It’s not every day that you get challenged by Jeff Jarvis. Very well then, I accept. However, I’m not sure that I’ll win. There is more of an olympic spirit posesssing me right now.
A bit of background: Jeff took three tweets (1, 2, 3) to attack a Newsweek article that basically says that the amount of people using the internet to do meaningful interactive things in their free time (Blogging, Wikipedia, News Commenting etc.) is shrinking and gives the reason simply as “sloth”. While I certainly wasn’t fully convinced by the article I think it did make some points that I think might be true, and that scared me.
Like Jeff, I have always been adamant that people love doing things for free and can be just as good as professionals. However, I could imagine with (a) the web becoming more and more mainstream and part of our lives and more and more people using it that don’t want to contribute to it and (b) the web growing larger and larger, becoming ever more differentiated – that the actual amount of peopleactive at any one site goes down.
However, that was not the challenge. The challenge was to convince Jeff that magazines are not dead. Well, I don’t think they are, at least not for a while. While I am a supporter of a lot of the Buzzmachine theories, especially the one that the future of Journalism lies in ecosystems and not monoliths, I just don’t want to go along with the one that in essence says that journalists should stop presenting finished articles to audiences – which is what magazines do.
While I would say that written articles should be open to debate, change, admittance of mistakes and dialogue between author and audience in the wake of their publication, I also believe there should be the right to say “I like this article I have written as it is; I will gladly correct factual errors or supplement interesting addendums but I don’t want to crowdsource the whole thing until it is no longer mine but the crowd’s”. I don’t think that this is arrogance, it is artistic freedom.

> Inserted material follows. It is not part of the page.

Issue #4330, opened 2017-07-07
Please never remove the `--version` argument


w0rp:
When you run `flow --version`, it tells you that it is deprecated in favour of `flow version` in newer Flow versions. This implies that `--version` will eventually be removed. I would like to suggest that `--version` is _never_ removed from `flow`.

But journalism is not art, you say. Indeed, most of it isn’t. I worked in a news agency for a year and I found it fascinating how we produced truly mutable articles that might begin with a quick announcement at the start of the day and end up as a summary with a completely different focus at the end of it. Then, the newspaper journalists would go and change and mold it once again for publication. A kind of b2b-crowdsourcing, if you will. I gladly accept that this process should continue down to a level of mutabilty that is indeed not restricted to journalists but open to everyone. That’s why I think Newspapers are definitely dead. The kind of articles they present us with were made to be changed all the time.

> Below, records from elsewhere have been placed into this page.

PR #7225, opened 2018-12-03
createContextualFragment returns a DocumentFragment

wincent:
[Both MDN](https://developer.mozilla.org/en-US/docs/Web/API/Range/createContextualFragment) and the [DOM Parsing and Serialization Working Draft](https://w3c.github.io/DOM-Parsing/#extensions-to-the-range-interface) indicate that this method returns a `DocumentFragment`, not a `Node`.

### DIFF
--- a/lib/dom.js
+++ b/lib/dom.js
@@ -1195,7 +1195,7 @@ declare class Range { // extension
   setStartAfter(refNode: Node): void;
   extractContents(): DocumentFragment;
   setEndAfter(refNode: Node): void;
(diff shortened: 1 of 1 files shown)


skeggse:
This build should be passing fine, as this change is identical to #7259 and that build passed. Might just need a rebuild?

wincent:
> This build should be passing fine, as this change is identical to #7259 and that build passed. Might just need a rebuild?

Just rebased, which should be enough to trigger a re-build.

However, magazine articles and indeed a magazine as a whole, are different. They are much closer to an artistic statement than news are. A good magazine’s contents are carefully curated, designed and sometimes even timeless. The articles are long statements about “big pictures”.
I, for one, like being presented with a magazine like this as a finished – or at least mostly finished (see above, factual errors) – product, whose life cycle is a bit slower than that of an online news article. It means that I can also take the time to enjoy it because I know it won’t change for a while and the authors like their articles as artistic statements that might be refuted (or refudiated) and should please spawn debates – but for now they should stand as they are.
And because I think that a lot of people would agree, I believe that magazines are not dead yet.
I do agree that magazines have to change, shouldn’t rely on print, shouldn’t rely on advertising, build a community around their brand etc., but I still can believe that a particular form of curated, bundled journalistic content with a longevity that makes it closer to art/literature than commodity, will persist.